Bath County hit hard by resort closures
Communities across the state are hurting from coronavirus-related layoffs and closures, but in Bath County, “it’s devastating,” says state Sen. Creigh Deeds, whose law practice is located on Hot Springs’ Main Street.
“Two major employers are closed,” he says, referring to The Omni Homestead Resort and The Greenbrier resort just over the West Virginia line. “Employees are furloughed. People’s lives are upset.”
In March, The Omni Homestead, which opened more than a century ago and is now owned by Omni Hotels & Resorts, announced it was closing until at least May 15. This was after all of its spring conferences and bookings were canceled in the days after the coronavirus spread to Virginia — which forced the resort to furlough 700 of its 800 employees. The Greenbrier announced it was closed until it’s safe to reopen.
According to the Virginia Employment Commission, 524 Bath County residents filed for unemployment benefits between March 14 and April 11, representing a 20.7% unemployment rate, up from 2.7% in February. Some locals were employed by other businesses, of course, Deeds notes, just as The Omni Homestead and Greenbrier employ many people who hail from other counties.
Omni was preparing to make significant renovations to the resort, and its famous Jefferson Pools, which were closed for repairs, were set to reopen this summer.

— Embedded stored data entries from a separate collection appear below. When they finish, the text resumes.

PR #312, opened 2025-05-04
add a DataFrames extension for better table reconstruction

asinghvi17:
@evetion this is what I was thinking, I benchmarked it and it does make some amount of difference, especially in the amount of memory allocated.

```julia

julia> @be GO.transform($identity, $df; copycols = $true)
Benchmark: 265 samples with 1 evaluation
 min    254.334 μs (1941 allocs: 440.797 KiB)
 median 275.834 μs (1941 allocs: 440.797 KiB)
 mean   335.600 μs (1941 allocs: 440.797 KiB, 3.15% gc time)
 max    3.747 ms (1941 allocs: 440.797 KiB, 90.64% gc time)

julia> @be GO.transform($identity, $df; copycols = $false)
Benchmark: 191 samples with 1 evaluation
 min    243.000 μs (1603 allocs: 190.797 KiB)
 median 253.583 μs (1603 allocs: 190.797 KiB)
 mean   502.920 μs (1603 allocs: 190.797 KiB, 1.03% gc time)
 max    29.574 ms (1603 allocs: 190.797 KiB, 98.68% gc time)
```

If this makes sense to you we can remove the code you have in GeoDataFrames for reproject on dataframes, only defining `reproject!`.

### DIFF
--- a/GeometryOpsCore/src/apply.jl
+++ b/GeometryOpsCore/src/apply.jl
@@ -175,9 +175,11 @@ with the same schema, but with the new geometry column.
 This new table may be of the same type as the old one iff `Tables.materializer` is defined for 
 that table.  If not, then a `NamedTuple` is returned.
 =#
-function _apply_table(f::F, target, iterable::IterableType; geometrycolumn = nothing, preserve_default_metadata = false, threaded, kw...) where {F, IterableType}
-    _get_col_pair(colname) = colname => Tables.getcolumn(iterable, colname)
-    # We extract the geometry column and run `apply` on it.
+function _apply_table(f::F, target, iterable::IterableType; geometrycolumn = nothing, preserve_default_metadata = false, threaded, kw...) where {F, IterableType}    # We extract the geometry column and run `apply` on it.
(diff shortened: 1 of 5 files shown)


asinghvi17:
@rafaqz mind giving this a look before merge?  From my perspective this is ready to go and will make GDF things much nicer.

GeometryOpsCore/src/apply.jl
```diff
@@ -246,6 +248,51 @@ function _apply_table(f::F, target, iterable::IterableType; geometrycolumn = not
     return result
 end
 
+
+"""
+    used_reconstruct_table_kwargs(input)
```
rafaqz, line 253:
```suggestion
    required_reconstruct_table_kwargs(input)
```

?

rafaqz (approved):

GeometryOpsCore/src/apply.jl
asinghvi17: They aren't required though, they all have defaults

PR #319, opened 2025-05-15
Create a specific exception type for `enforce`

asinghvi17:


GeometryOpsCore/src/types/exceptions.jl
```diff
@@ -46,4 +54,60 @@ function Base.showerror(io::IO, e::WrongManifoldException{I,D,A}) where {I,D,A}
...
+
+"""
+    MissingKeywordInAlgorithmException{Alg, F} <: Exception
+
+An error type which is thrown when a keyword argument is missing from an algorithm.
+
+The `alg` argument is the algorithm struct, and the `keyword` argument is the keyword
+that was missing.
+
+This error message is used in the [`enforce`](@ref) method.
```
asinghvi17, line 68:
```suggestion
This error message is used in the [`enforce`](@ref GeometryOps.enforce) method.
```

PR #861, opened 2024-02-20
post job opening in README

paulfitz:
Alert alert we are hiring alert alert.


paulfitz:
Update: puzzle is now known to be solvable, got an application from one [Dmitry Sagalovskiy](https://www.linkedin.com/in/dsagal/) so yeah that's one interview lined up already ;)

georgegevoian (approved):

PR #862, opened 2024-02-20
maybe reduce the odds of one RawData test failing

paulfitz:
One particular RawData test failure looks to be a consequence of notification toasts building up enough to cover a strategic button. This makes a somewhat simple-minded and brutal fix.


berhalak (approved):
Looks nice. Thank you.

PR #866, opened 2024-02-23
Fix failing Docker latest workflow tests

georgegevoian:


paulfitz (approved):
Thanks for digging into this @georgegevoian !

Issue #347, opened 2022-11-08
Include workspace name in exported filename ?


yohanboniface:
Hi there :)

While our Grist usage increases, we start to have some clashes in exported filenames (that we consume from another framework), because we have two documents with the same table inside "suivi reporting" for example.

Would that make sense to also include the workspace in the generated filename (as a prefix I'd say) ?

Thanks :)

Yohan

dsagal:
Do you mean CSV exports? Those are named as `<docTitle>-<tableId>`. In your case, are you saying that you have same-named documents, with same-named tables, in different workspaces?

Are these exports made manually from the browser, or using the API?

yohanboniface:
> Do you mean CSV exports? Those are named as <docTitle>-<tableId>. In your case, are you saying that you have same-named documents, with same-named tables, in different workspaces?

Well, not really! But close to :)
In practical, we use the workspace for "subteams" inside the ANCT, so the documents and table have "generic names", like "Suivi" for a document and "BDD" for a table. So the exported document "miss" the context (which is in the workspace).
That may be very specific to our usage, I understand.
Do you see a scenario where this naming could be customized with a plugin or something when self-hosted ?

> Are these exports made manually from the browser, or using the API?

At this time, only by hand, but see #348 :)

dsagal:
We could add an option for whether to include the workspace name into the name of the exports, but most users, I imagine, wouldn't use that option. (For self-hosting, it could be an environment variable, to save the work of adding UI for it.)

But a much simpler solution is to rename your documents to include the workspace name, e.g. "Suivi" -> "Workspace1 Suivi" ;)

vviers:
I like the env variable option :) this would indeed be pretty useful to us

While we're at it, let's also include the org / team site's name ? So with this `GRIST_INCLUDE_CONTEXT_TO_DOWNLOAD_FILENAMES=true` the downloaded doc would look like `<orgName>-<workspaceName>-<docTitle>-<tableId>` ?

PR #872, opened 2024-02-27
Feat: add title query params for exported csv and xlsx + download translations

CamilleLegeron:
Resolves https://github.com/gristlabs/grist-core/issues/347

### DIFF
--- a/README.md
+++ b/README.md
@@ -255,6 +255,7 @@ GRIST_HOST          | hostname to use when listening on a port.
 GRIST_HTTPS_PROXY   | if set, use this proxy for webhook payload delivery.
 GRIST_ID_PREFIX | for subdomains of form o-*, expect or produce o-${GRIST_ID_PREFIX}*.
 GRIST_IGNORE_SESSION | if set, Grist will not use a session for authentication.
+GRIST_INCLUDE_CONTEXT_TO_DOWNLOAD_FILENAMES | if set to true the organization name and the worspace name will be added to downloaded filenames, by default is set to false.
 GRIST_INST_DIR      | path to Grist instance configuration files, for Grist server.
 GRIST_LIST_PUBLIC_SITES | if set to true, sites shared with the public will be listed for anonymous users. Defaults to false.
 GRIST_MANAGED_WORKERS | if set, Grist can assume that if a url targeted at a doc worker returns a 404, that worker is gone
--- a/README.md
+++ b/README.md
@@ -255,7 +255,7 @@ GRIST_HOST          | hostname to use when listening on a port.
 GRIST_HTTPS_PROXY   | if set, use this proxy for webhook payload delivery.
 GRIST_ID_PREFIX | for subdomains of form o-*, expect or produce o-${GRIST_ID_PREFIX}*.
 GRIST_IGNORE_SESSION | if set, Grist will not use a session for authentication.
-GRIST_INCLUDE_CONTEXT_TO_DOWNLOAD_FILENAMES | if set to true the organization name and the worspace name will be added to downloaded filenames, by default is set to false.
+GRIST_INCLUDE_CONTEXT_TO_DOWNLOAD_FILENAMES | if set to true, the organization and the workspace names are added to the downloaded Grist file names, defaults to `false`.
 GRIST_INST_DIR      | path to Grist instance configuration files, for Grist server.
 GRIST_LIST_PUBLIC_SITES | if set to true, sites shared with the public will be listed for anonymous users. Defaults to false.
 GRIST_MANAGED_WORKERS | if set, Grist can assume that if a url targeted at a doc worker returns a 404, that worker is gone
--- a/README.md
+++ b/README.md
@@ -255,7 +255,6 @@ GRIST_HOST          | hostname to use when listening on a port.
 GRIST_HTTPS_PROXY   | if set, use this proxy for webhook payload delivery.
 GRIST_ID_PREFIX | for subdomains of form o-*, expect or produce o-${GRIST_ID_PREFIX}*.
 GRIST_IGNORE_SESSION | if set, Grist will not use a session for authentication.
-GRIST_INCLUDE_CONTEXT_TO_DOWNLOAD_FILENAMES | if set to true, the organization and the workspace names are added to the downloaded Grist file names, defaults to `false`.
 GRIST_INST_DIR      | path to Grist instance configuration files, for Grist server.
 GRIST_LIST_PUBLIC_SITES | if set to true, sites shared with the public will be listed for anonymous users. Defaults to false.
 GRIST_MANAGED_WORKERS | if set, Grist can assume that if a url targeted at a doc worker returns a 404, that worker is gone
--- a/app/client/ui/ShareMenu.ts
+++ b/app/client/ui/ShareMenu.ts
@@ -276,7 +276,7 @@ function menuExports(doc: Document, pageModel: DocPageModel) {
       menuItem(() => gristDoc.app.comm.showItemInFolder(doc.name),
         t("Show in folder"), testId('tb-share-option')) :
         menuItem(() => downloadDocModal(doc, pageModel),
-        menuIcon('Download'), t("Download"), "...", testId('tb-share-option'))
+        menuIcon('Download'), t("Download..."), testId('tb-share-option'))
     ),
     menuItemLink(hooks.maybeModifyLinkAttrs({ href: gristDoc.getCsvLink(), target: '_blank', download: ''}),
       menuIcon('Download'), t("Export CSV"), testId('tb-share-option')),
--- a/app/client/ui/ShareMenu.ts
+++ b/app/client/ui/ShareMenu.ts
@@ -276,7 +276,7 @@ function menuExports(doc: Document, pageModel: DocPageModel) {
       menuItem(() => gristDoc.app.comm.showItemInFolder(doc.name),
         t("Show in folder"), testId('tb-share-option')) :
         menuItem(() => downloadDocModal(doc, pageModel),
-        menuIcon('Download'), t("Download..."), testId('tb-share-option'))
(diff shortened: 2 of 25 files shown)


app/client/ui/ShareMenu.ts
```diff
@@ -276,7 +276,7 @@ function menuExports(doc: Document, pageModel: DocPageModel) {
       menuItem(() => gristDoc.app.comm.showItemInFolder(doc.name),
         t("Show in folder"), testId('tb-share-option')) :
         menuItem(() => downloadDocModal(doc, pageModel),
-        menuIcon('Download'), t("Download..."), testId('tb-share-option'))
+        menuIcon('Download'), t("Download"), "...", testId('tb-share-option'))
```
CamilleLegeron, line 279: I change that because the traduction was not tacking in account and it fixed it .. don't know why

fflorent: Arf, I think that's not good for languages written in Right-To-Left (like Arabic or Hebrew).

fflorent:
Can you provide a bit of context in the PR? It would ease the review :)

app/client/ui/ShareMenu.ts
CamilleLegeron: ooooh your right ... I will try again to understand why here it's not working

app/server/lib/DocApi.ts
```diff
@@ -1734,11 +1733,24 @@ export class DocWorkerApi {
     return docAuth.docId!;
   }
 
-  private _getDownloadOptions(req: Request, name: string): DownloadOptions {
+  private async _getDownloadFilename(req: Request, tableId?: string): Promise<string> {
+    const addContext = process.env.GRIST_INCLUDE_CONTEXT_TO_DOWNLOAD_FILENAMES || false;
```
fflorent, line 1737: You'd probably better use `isAffirmative()` here: if `GRIST_INCLUDE_CONTEXT_TO_DOWNLOAD_FILENAMES` is set to `"false"`, `addContext` would be truthy

fflorent (commented):
Before going further, a little question. @yohanboniface asked this:

> While our Grist usage increases, we start to have some clashes in exported filenames (that we consume from another framework), because we have two documents with the same table inside "suivi reporting" for example.
> 
> Would that make sense to also include the workspace in the generated filename (as a prefix I'd say) ?

But I feel like the real need is just to be able to disambiguate the name of files downloaded by automated tools (I may be wrong though).

By reading the code, I realize that it's possible to change the name, by just adding a query parameter `title`: `?title=MyFileName`

 Wouldn't this title already cover the need?

And if a user would need to add the workspace and the organization, they may just request `GET /api/docs/DOC_ID` to retrieve the workspace and org names whose document belongs to.

app/server/lib/DocApi.ts
CamilleLegeron: weel seen

README.md
```diff
@@ -255,6 +255,7 @@ GRIST_HOST          | hostname to use when listening on a port.
 GRIST_HTTPS_PROXY   | if set, use this proxy for webhook payload delivery.
 GRIST_ID_PREFIX | for subdomains of form o-*, expect or produce o-${GRIST_ID_PREFIX}*.
 GRIST_IGNORE_SESSION | if set, Grist will not use a session for authentication.
+GRIST_INCLUDE_CONTEXT_TO_DOWNLOAD_FILENAMES | if set to true the organization name and the worspace name will be added to downloaded filenames, by default is set to false.
```
fflorent, line 258:
```suggestion
GRIST_INCLUDE_CONTEXT_TO_DOWNLOAD_FILENAMES | if set to true, the organization and the workspace names are added to the downloaded Grist file names, defaults to `false`.
```

(Not 100% sure)

app/server/lib/DocApi.ts
```diff
@@ -1734,11 +1733,24 @@ export class DocWorkerApi {
     return docAuth.docId!;
   }
 
-  private _getDownloadOptions(req: Request, name: string): DownloadOptions {
+  private async _getDownloadFilename(req: Request, tableId?: string): Promise<string> {
+    const addContext = isAffirmative(process.env.GRIST_INCLUDE_CONTEXT_TO_DOWNLOAD_FILENAMES || false);
```
fflorent, line 1737: the `|| false` seems not necessary to me, `isAffirmative` is meant to equal false if it is `null` or `undefined`:

https://github.com/gristlabs/grist-core/blob/c4c9a8a5433caa165f359541eadda9430d3cab51/app/common/gutil.ts#L935-L937

app/server/lib/DocApi.ts
```diff
@@ -1734,11 +1733,24 @@ export class DocWorkerApi {
...
+
+    // Query DB for doc metadata to get the doc data.
+    const doc = await this._dbManager.getDoc(req);
+    const docTitle = doc.name;
+    const prefix = addContext ? `${doc.workspace?.org?.name}_${doc.workspace?.name}_` : '';
+
+    const sufix = tableId ? (tableId === docTitle ? '' : `_${tableId}`) : '';
+    const filename = prefix + (optStringParam(req.query.title, 'title') || docTitle || 'document') + sufix;
```
fflorent, line 1745: I know that it's a piece of code you moved, I have just noticed that `optStringParam` does not seem to have a second argument:
https://github.com/incubateur-territoires/grist-core/blob/8ecf0d7d0aacce22761afca05cbec4532cb900e2/app/server/lib/requestUtils.ts#L259

fflorent (approved):
Few remarks, otherwise LGTM modulo my question :) :
https://github.com/gristlabs/grist-core/pull/872#pullrequestreview-1904106735

app/server/lib/DocApi.ts
fflorent: What do you try exactly in your browser console? I get this:
```js
 function isAffirmative(parameter) { 
   return ['1', 'on', 'true', 'yes'].includes(String(parameter).toLowerCase()); 
 }

isAffirmative(undefined);
// >>> false
```

app/server/lib/DocApi.ts
CamilleLegeron: Our main on our github fork was delayed, it's now updated : https://github.com/incubateur-territoires/grist-core/blob/c4c9a8a5433caa165f359541eadda9430d3cab51/app/server/lib/requestUtils.ts#L265C1-L265C107

CamilleLegeron:
After a conversation, the need was more technical and add the title query param seems to be enough

app/server/lib/DocApi.ts
```diff
@@ -1734,11 +1733,20 @@ export class DocWorkerApi {
     return docAuth.docId!;
   }
 
-  private _getDownloadOptions(req: Request, name: string): DownloadOptions {
+  private async _getDownloadFilename(req: Request, tableId?: string): Promise<string> {
+    // Query DB for doc metadata to get the doc data.
+    const doc = await this._dbManager.getDoc(req);
+    const docTitle = doc.name;
+    const sufix = tableId ? (tableId === docTitle ? '' : `_${tableId}`) : '';
```
fflorent, line 1740: - Nitpicking: `suffix` is the correct spelling;
 - Previously, the code used a `-` to separate the table and the doc names, you seem to change the separator for `_`, is there any reason for that change?

app/server/lib/DocApi.ts
```diff
@@ -1734,11 +1733,20 @@ export class DocWorkerApi {
...
+    const filename = optStringParam(req.query.title, 'title') || docTitle + sufix || 'document';
```
fflorent, line 1741: In order to make the precedence clear (for better readability), I would add brackets:
```suggestion
    const filename = optStringParam(req.query.title, 'title') || (docTitle + sufix) || 'document';
```

fflorent (changes requested):
Almost there!

I just noticed that the `title` param cannot be used alone when exporting to xlsx (`/api/docs/:docId/download/xlsx`): the endpoint requires a `tableId` to be passed in params. Otherwise I get this error: `tableId parameter should be a string: undefined`

I don't know whether this is in or out of scope though here.

CamilleLegeron:
@fflorent 
> I just noticed that the title param cannot be used alone when exporting to xlsx (/api/docs/:docId/download/xlsx): the endpoint requires a tableId to be passed in params. Otherwise I get this error: tableId parameter should be a string: undefined

I think it's out of the scope, when you're exporting a xlsx it's corresponding in fact to a table and not all the doc, so it's need the tableId independently of the title param

CamilleLegeron:
@fflorent well seen thanks !

app/server/lib/DocApi.ts
```diff
@@ -1734,11 +1735,20 @@ export class DocWorkerApi {
     return docAuth.docId!;
   }
 
-  private _getDownloadOptions(req: Request, name: string): DownloadOptions {
+  private async _getDownloadFilename(req: Request, tableId?: string): Promise<string> {
+    // Query DB for doc metadata to get the doc data.
+    const doc = await this._dbManager.getDoc(req);
```
georgegevoian, line 1740: If `title` is present in the query string, we don't need to query the DB. It's a small optimization, but could we refactor things so that this query only happens if `title` is unset?

app/server/lib/DocApi.ts
```diff
@@ -1222,7 +1225,7 @@ export class DocWorkerApi {
 
     this._app.get('/api/docs/:docId/download/table-schema', canView, withDoc(async (activeDoc, req, res) => {
       const doc = await this._dbManager.getDoc(req);
-      const options = this._getDownloadOptions(req, doc.name);
+      const options = await this._getDownloadOptions(req);
```
georgegevoian, line 1228: This now results in `getDoc` being called twice. Maybe we can thread the `doc` down to _getDownloadFilename, which can optionally use it in place of making a fresh query?

georgegevoian (approved):
Thanks @CamilleLegeron!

John Hess, Homestead’s director of sales and marketing, said in April that the furloughed employees, who would be brought back gradually after the resort reopens, received wages for any earned time off, as well as any disability pay. They also have been given the option of remaining on the resort’s benefits program.
The reopening of the Jefferson Pools and the resort’s renovation plans are still moving ahead, “however, the impact of the coronavirus could impact dates,” Hess notes.
March 25 was Amanda Gwin’s last day at the Omni Homestead before being furloughed. These days, the reservations manager spends time at home in Covington with her 19-year-old son, hiking, gardening and talking to friends via teleconference.
Her team had received dozens of calls earlier in March canceling reservations, including business groups, some of whom have rebooked for later in the year. “Then, of course, as COVID-19 got bigger, I saw a decline in the bookings,” she says, but many regular guests assured her they will return. “I do truly believe we have that loyalty.”
Between the payout of her remaining time off, state unemployment benefits and the federal stimulus check, Gwin will be OK financially, she says, “as long as this is a short-term world shutdown.”